WHAT TO DO =
Reproduce all of the data exactly.

INPUT FOR THIS TASK =
· · ·
Issue #835, opened 2025-03-14
Document how multiple substitutions can be concatenated into a single string using a list


dvdmc:
This is useful to launch parameter files depending on a `launch` argument. It was common in ROS XML launch files:
```
<rosparam command="load" file="$(find my_pkg)/cfg/config_$(arg map).yml" />
```
or use execution dependant XACRO files #741 .

In the [launch architecture](https://docs.ros.org/en/jazzy/p/launch/architecture.html) website it's stated that TextSubstitutions are "... usually used to wrap literals in the launch description so they can be concatenated with other substitutions." But I couldn't find any reference on "how to concatenate substitutions".

It seems that a list concatenation worked for [some time](https://robotics.stackexchange.com/questions/96726/ros2-concatenate-string-to-launchargument) (seems more like a bug than a feature), but it seems to not work anymore since [Humble](https://robotics.stackexchange.com/questions/99879/ros2-launch-how-to-concatenate-launchconfiguration-with-string). Is really the only solution now to use a PythonExpression? Couldn't be the TextSubstitution be extended to create strings?

----

This comes down to missing documentation. This is probably the tutorial that should explicitly mention concatenating substitutions: https://docs.ros.org/en/jazzy/Tutorials/Intermediate/Launch/Using-Substitutions.html. Potentially here in the launch API docs too: https://docs.ros.org/en/jazzy/p/launch/architecture.html#substitutions.

christophebedard:
I can't really tell you why it changed, since I don't know why, but the correct way to concatenate a string and a substitution (which was also demonstrated in some of the Robotics StackExchange answers you linked to) now is to create a list.

Instead of this:

```py
node_namespace="aq_"+launch.substitutions.LaunchConfiguration("id"),
```

do this:

```py
node_namespace=["aq_", launch.substitutions.LaunchConfiguration("id")],
```

`"aq_"` will be concatenated with the result of the substitution. Note that, in this case, the `Node` action's `node_namespace` parameter was renamed to `namespace`.

Your ROS (1) XML example should work the same way in ROS 2 XML or YAML launch files. You can find examples here: https://docs.ros.org/en/jazzy/Tutorials/Intermediate/Launch/Using-Substitutions.html.

Since I think this answers your question, I'll close this, but feel free to keep discussing.

dvdmc:
[...]

PR #838, opened 2025-03-16
Allow concatenating each path component of PathJoinSubstitution

### LINKED ISSUE #741: Substitutions for string manipulations and xacro

christophebedard:
Closes #741

As mentioned in the above issue, users want to concatenate multiple substitutions into a single string, which, in this case, is a single path component. This is a very normal use of substitutions, but `PathJoinSubstitution` does not support it. It only supports joining individual substitutions into a path.

This PR changes `PathJoinSubstitution` to accept an `Iterable[SomeSubstitutionsType]` instead of being restricted to `Iterable[Union[Text, Substitution]]`. This enables the use-case presented in the issue:

```py
PathJoinSubstitution(['robot_description', 'urdf', [LaunchConfiguration('model'), '.xacro']])
```

If the `model` launch configuration was set to `my_model`, this would result in a path equal to:

```py
'robot_description/urdf/my_model.xacro'
```

As the existing test shows, this is backward compatible, since `Iterable[SomeSubstitutionsType]` is a superset of `Iterable[Union[Text, Substitution]]`.

I've added an example to the class documentation and expanded the test a bit.

### DIFF
--- a/launch/launch/substitutions/path_join_substitution.py
+++ b/launch/launch/substitutions/path_join_substitution.py
@@ -16,31 +16,70 @@
 
 import os
 from typing import Iterable
+from typing import List
 from typing import Text
-from typing import Union
 
 from ..launch_context import LaunchContext
+from ..some_substitutions_type import SomeSubstitutionsType
 from ..substitution import Substitution
+from ..utilities import perform_substitutions
 
 
 class PathJoinSubstitution(Substitution):
-    """Substitution that join paths, in a platform independent way."""
+    """
+    Substitution that join paths, in a platform independent way.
· · ·
RESULT FOR THIS TASK =
Issue #835, opened 2025-03-14
Document how multiple substitutions can be concatenated into a single string using a list


dvdmc:
This is useful to launch parameter files depending on a `launch` argument. It was common in ROS XML launch files:
```
<rosparam command="load" file="$(find my_pkg)/cfg/config_$(arg map).yml" />
```
or use execution dependant XACRO files #741 .

In the [launch architecture](https://docs.ros.org/en/jazzy/p/launch/architecture.html) website it's stated that TextSubstitutions are "... usually used to wrap literals in the launch description so they can be concatenated with other substitutions." But I couldn't find any reference on "how to concatenate substitutions".

It seems that a list concatenation worked for [some time](https://robotics.stackexchange.com/questions/96726/ros2-concatenate-string-to-launchargument) (seems more like a bug than a feature), but it seems to not work anymore since [Humble](https://robotics.stackexchange.com/questions/99879/ros2-launch-how-to-concatenate-launchconfiguration-with-string). Is really the only solution now to use a PythonExpression? Couldn't be the TextSubstitution be extended to create strings?

----

This comes down to missing documentation. This is probably the tutorial that should explicitly mention concatenating substitutions: https://docs.ros.org/en/jazzy/Tutorials/Intermediate/Launch/Using-Substitutions.html. Potentially here in the launch API docs too: https://docs.ros.org/en/jazzy/p/launch/architecture.html#substitutions.

christophebedard:
I can't really tell you why it changed, since I don't know why, but the correct way to concatenate a string and a substitution (which was also demonstrated in some of the Robotics StackExchange answers you linked to) now is to create a list.

Instead of this:

```py
node_namespace="aq_"+launch.substitutions.LaunchConfiguration("id"),
```

do this:

```py
node_namespace=["aq_", launch.substitutions.LaunchConfiguration("id")],
```

`"aq_"` will be concatenated with the result of the substitution. Note that, in this case, the `Node` action's `node_namespace` parameter was renamed to `namespace`.

Your ROS (1) XML example should work the same way in ROS 2 XML or YAML launch files. You can find examples here: https://docs.ros.org/en/jazzy/Tutorials/Intermediate/Launch/Using-Substitutions.html.

Since I think this answers your question, I'll close this, but feel free to keep discussing.

dvdmc:
[...]

PR #838, opened 2025-03-16
Allow concatenating each path component of PathJoinSubstitution

### LINKED ISSUE #741: Substitutions for string manipulations and xacro

christophebedard:
Closes #741

As mentioned in the above issue, users want to concatenate multiple substitutions into a single string, which, in this case, is a single path component. This is a very normal use of substitutions, but `PathJoinSubstitution` does not support it. It only supports joining individual substitutions into a path.

This PR changes `PathJoinSubstitution` to accept an `Iterable[SomeSubstitutionsType]` instead of being restricted to `Iterable[Union[Text, Substitution]]`. This enables the use-case presented in the issue:

```py
PathJoinSubstitution(['robot_description', 'urdf', [LaunchConfiguration('model'), '.xacro']])
```

If the `model` launch configuration was set to `my_model`, this would result in a path equal to:

```py
'robot_description/urdf/my_model.xacro'
```

As the existing test shows, this is backward compatible, since `Iterable[SomeSubstitutionsType]` is a superset of `Iterable[Union[Text, Substitution]]`.

I've added an example to the class documentation and expanded the test a bit.

### DIFF
--- a/launch/launch/substitutions/path_join_substitution.py
+++ b/launch/launch/substitutions/path_join_substitution.py
@@ -16,31 +16,70 @@
 
 import os
 from typing import Iterable
+from typing import List
 from typing import Text
-from typing import Union
 
 from ..launch_context import LaunchContext
+from ..some_substitutions_type import SomeSubstitutionsType
 from ..substitution import Substitution
+from ..utilities import perform_substitutions
 
 
 class PathJoinSubstitution(Substitution):
-    """Substitution that join paths, in a platform independent way."""
+    """
+    Substitution that join paths, in a platform independent way.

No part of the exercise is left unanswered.